§ WORK INSTRUCTIONS
Tally the lines in the following entries that include the word "logging"; state only the total.
• • •
PR #146, opened 2024-03-21
[BBPBGLIB-1139] config / model error logging fix, stage 2

atemerev:
## Context

On simulation launch in commands.py, exceptions were handled in the same way for configuration / model loading errors, and simulation errors. This required quirky synchronization to make sure that exceptions were logged only at a single MPI node, otherwise they flood the output.

The idea of this PR is to separate exception handling for configuration parsing / model loading (these errors are the same for all nodes, and supposed to be logged only at the master node), and simulation errors (can happen only at some runs, and can be different everywhere, and perhaps need to be logged at all nodes).

## Scope

Separate exception handling at model loading stage and simulation run stage. Call _mpi_abort only in the latter case. In the former case, log errors only on the node with the MPI rank 0.

## Testing

Again, I don't think it is feasible to write a unit test for this.

## Review
* [X] Updated Readme, in-code, developer documentation

### DIFF
--- a/neurodamus/commands.py
+++ b/neurodamus/commands.py
@@ -62,6 +62,7 @@ def neurodamus(args=None):
     options = docopt_sanitize(docopt(neurodamus.__doc__, args))
     config_file = options.pop("ConfigFile")
     log_level = _pop_log_level(options)
+    ALL_RANKS_SYNC_WINDOW = 1
 
     if not os.path.isfile(config_file):
         logging.error("Config file not found: %s", config_file)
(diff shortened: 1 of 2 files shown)


WeinaJi:
Hi @atemerev , there is the exception type `ConfigurationError` which should be raised for errors during reading config files. This exception should be raised by all ranks, and to be caught properly. The errors during modelling, such as read and creation of cells and synapses are more complex. They may happen in some of the ranks but not all. An example what I can think of is loading the emodel hoc template in [Cell_V6._instantiate_cell](https://github.com/BlueBrain/neurodamus/blob/20be81f81853a7db6f10fa4754dca59fa16412c5/neurodamus/metype.py#L164) where the `EModel` files are from scientists and some of them may contain errors. As difference cells require different EModel templates, the `EModel` files load in each rank are not the same meaning that we may have errors in some of the ranks. In this case, we may not be able to log it at rank 0.

neurodamus/commands.py
```diff
@@ -74,22 +75,25 @@ def neurodamus(args=None):
...
-        return 1  # no need for _mpi_abort, error is being handled by all ranks
-    except Exception:
-        show_exception_abort("Unhandled Exception. Terminating...", sys.exc_info())
+
+    try:
+        nrdm.run()
+    except Exception as e:
+        # at this stage, this is an error in the simulation itself, can happen in individual nodes
+        # it is OK to log it everywhere it happens
+        logging.critical(f"Unhandled exception. Terminating: {str(e)}", sys.exc_info())
```
matz-e, line 92: Can we use `logging.exception`, would that make sense?

WeinaJi:
After the final decision addressed on BBPBGLIB-1139, we can close this PR.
• • •
§ WORKED SOLUTION
4